Para Landor, una consultora dedicada a temas de diseño y branding (parte del grupo Young & Rubicam), el valor de la marca es tan importante para un producto de consumo como para uno industrial. Al final del día, según explica Magaña, todas las empresas realizan operaciones B2B (business to business o relaciones con otras empresas, clientes, distribuidores, proveedores y bancos), B2E (business to employee, es decir, relaciones laborales, capacitación y atracción de talentos) y B2C (business to consumers, que son las relaciones con clientes y consumidores finales).
Pero, ¿hay diferencias en la manera de enfocar la marca de una pasta de dientes que la de un fabricante de fusibles o impresoras? Eduardo Fritsch, director general de RedWorks, señala que definitivamente deben manejarse de modo distinto los productos de consumo y los especializados o para profesionales (RedWorks es la división de branding y comunicación gráfica de la agencia Ogilvy). “Una gran diferencia es que en el primer caso la estructura está enfocada a la mercadotecnia y requiere un trabajo integral y de equipo porque las expectativas de éxito y los resultados esperados tienden a ser mayores. Si el producto no tiene una marca sólida, aunque sea bueno, no irá muy lejos”. Este es un problema común en la industria.

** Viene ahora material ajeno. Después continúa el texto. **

PR #1504, opened 2024-11-27
[NUsight] Remove disposeOnUnmount usages

BrendanAnnable:
The `disposeOnUnmount` function is deprecated in MobX 6 and its invocation will throw an error. This PR replaces all usages with a manual dispose method to prepare for such a day (#1503).

Converting classes to functional components would likely be a cleaner solution, but would come with a much greater scope of work.

### DIFF
--- a/nusight2/src/client/components/localisation/view.tsx
+++ b/nusight2/src/client/components/localisation/view.tsx
@@ -89,7 +89,6 @@ export class LocalisationView extends React.Component<LocalisationViewProps> {
   private dispose?: () => void;
 
   componentDidMount(): void {
-    this.dispose?.();
     this.dispose = compose([
       addDocListener("pointerlockchange", this.onPointerLockChange, false),
       addDocListener("mousemove", this.onMouseMove, false),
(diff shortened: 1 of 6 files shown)


nusight2/src/client/components/localisation/view.tsx
```diff
@@ -75,29 +76,34 @@ export class FieldDimensionSelector extends React.Component<FieldDimensionSelect
...
 
   componentDidMount(): void {
-    document.addEventListener("pointerlockchange", this.onPointerLockChange, false);
-    document.addEventListener("mousemove", this.onMouseMove, false);
-    document.addEventListener("keydown", this.onKeyDown, false);
-    document.addEventListener("keyup", this.onKeyUp, false);
-    document.addEventListener("wheel", this.onWheel, false);
-    disposeOnUnmount(
-      this,
+    this.dispose?.();
```
TrentHouliston, line 92: Do you want to remove these if the docs are clear that it's not required?

TrentHouliston (approved):

PR #1516, opened 2024-12-13
[NUsight] Implement Kinematics Tab

KimKhangHoang:
This PR implements the setup for the Kinematics tab. It visualises the robot's kinematics view, including:

- Robot torso representation
- Rotation axes and coordinate space
- Joints data display

The implementation follows a structure similar to the Localisation tab.

Screenshot 2025-04-08 101656


nusight2/src/client/components/localisation/r3f_components/text_geometry_helper/tmp7qhfputt/TextGeometryHelper.tsx
```diff
@@ -0,0 +1,23 @@
...
+        font: font,
+        size: 0.1,
+        height: 0,
+      });
+      setGeometry(newGeometry);
+    });
+  }, [text]);
+
+  return geometry || new TextGeometry("");
+};
```
ysims, line 23: this looks like a temp file generated from the formatting tool

nusight2/src/assets/fonts/roboto/tmpajzd1jaw/Roboto Medium_Regular.json
```diff
@@ -0,0 +1,5182 @@
+{
```
ysims, line 1: this looks like a temp file generated from the formatting tool

nusight2/src/client/components/kinematics/r3f_components/coordinates/view.tsx
```diff
@@ -0,0 +1,65 @@
...
+    return () => {
+      observer.disconnect();
+      window.removeEventListener("focus", handleFocus);
+    };
+  }, []);
+
+  // Load the font and create the text geometry
+  useEffect(() => {
+    const loader = new FontLoader();
+    loader.load("/fonts/roboto/Roboto Medium_Regular.json", (font: any) => {
```
ysims, line 40: can we change this filename so the space is an underscore?

ysims (commented):
Nice!
CI will fail until #1546 is merged, once that's in you can merge main and this should hopefully pass.

nusight2/src/client/components/localisation/r3f_components/text_geometry_helper/tmp7qhfputt/TextGeometryHelper.tsx
KimKhangHoang: oh yeah, I'll delete it

nusight2/src/client/components/kinematics/r3f_components/coordinates/view.tsx
KimKhangHoang: Sure, I'll rename it to Roboto_Medium_Regular.json

ysims:
@Tom0Brien can you check if this is what you're after in terms of functionality? I think there was talk of showing axis on all the joints, but doing that in a way to prevent clutter might be tricky and could be another PR.

nusight2/src/client/components/kinematics/r3f_components/nugus/view.tsx
```diff
@@ -0,0 +1,74 @@
...
+      }
+    });
+  }, [nugusUrdfPath]);
+
+  const rotation = model.Hft.decompose().rotation;
+  const motors = model.motors;
+
+  React.useEffect(() => {
+    // Update robot's pose
+    if (robotRef.current) {
```
Tom0Brien, line 29: I don't think we should have the robot orientation changing, just keep the pose fixed and update joints

Tom0Brien (changes requested):
small thing, then LGTM!

nusight2/src/client/components/kinematics/r3f_components/nugus/view.tsx
KimKhangHoang: Thanks, Tom — I’ve removed the line that updated the robot’s quaternion.

I also noticed that some joints (like hip yaw or ankle roll) have static values (always 0 or fixed), at least in the sample data I’m running. I’ve kept them in for now. Would it make sense to treat these as redundant and remove them from the rendering and UI display, or do they have semantic meaning in other contexts?

nusight2/src/client/components/kinematics/r3f_components/axes/view.tsx
JosephusPaye, line 1: For these `r3f_components/XYZ/view.tsx` files, you can simplify by just having `r3f_components/XYZ.tsx`, instead of having each in its own folder with just the one file.

Generally speaking, the separation into model/view/controller is something we want to keep only at the page/tab-level going forward. Plain React components can be stored in a file named after them, without extra folders if not necessary.

nusight2/src/client/components/localisation/r3f_components/text_geometry_helper/TextGeometryHelper.tsx
JosephusPaye, line 1: Related to my other comment, this can be moved up on level to be `r3f_components/text_geometry_helper.tsx` (file names should be in camel case, even ones with components).

JosephusPaye (commented):
Nice work 👍 

Just two suggestions...

nusight2/src/client/components/kinematics/r3f_components/axes/view.tsx
KimKhangHoang: Thanks, Josephus — I’ve flattened the R3F components under the kinematics tab and renamed the files to camelCase as suggested.

nusight2/src/client/components/localisation/r3f_components/text_geometry_helper/TextGeometryHelper.tsx
KimKhangHoang: I noticed other parts of the codebase with similar one-file-per-folder setups or non-camelCase names. I’ve left those as-is to keep this PR focused, but it might be something worth cleaning up in a separate PR down the line.

nusight2/src/client/components/kinematics/r3f_components/nugus/view.tsx
Tom0Brien: They should definitely be kept.

Tom0Brien (approved):
LGTM!

nusight2/src/client/components/localisation/r3f_components/text_geometry_helper/TextGeometryHelper.tsx
Tom0Brien: Good point. The localisation view has these unneeded folders, should clean that up.

JosephusPaye: Oh damn, I meant snake case 😅

KimKhangHoang:
I’ve updated the file names to snake_case and kinda cleaned up R3F components (since I think it was a quick fix), as well as merged with the latest changes from main.

ysims (approved):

En el caso de los productos y equipos industriales o para profesionales es posible manejar otras prioridades, centrarse en cuestiones técnicas, involucrar a expertos, hacer énfasis en conceptos de calidad, productividad, innovación, etcétera. Por eso es importante saber qué reacciones se despiertan cuando se ve un logotipo, un mensaje o se escucha un nombre.
Fristch llama la atención y previene sobre los casos, muy frecuentes, en que los industriales creen que todo se reduce a diseñar un logotipo o una imagen bonita, o que esperan que toda la historia y los valores puedan ser condensados en unos cuantos trazos. Efectivamente, existen logotipos y diseños que contienen tantos elementos y quieren comunicar tantas cosas que terminan siendo confusos. ¿Es importante que haya sido fundada hace 30 años? ¿No es obvio que todas las empresas sirven al cliente? ¿Es esencial decir que tiene sucursales en las principales ciudades o que utiliza materiales de primera calidad? Aquí, como en otros lugares, el que dice menos dice mejor.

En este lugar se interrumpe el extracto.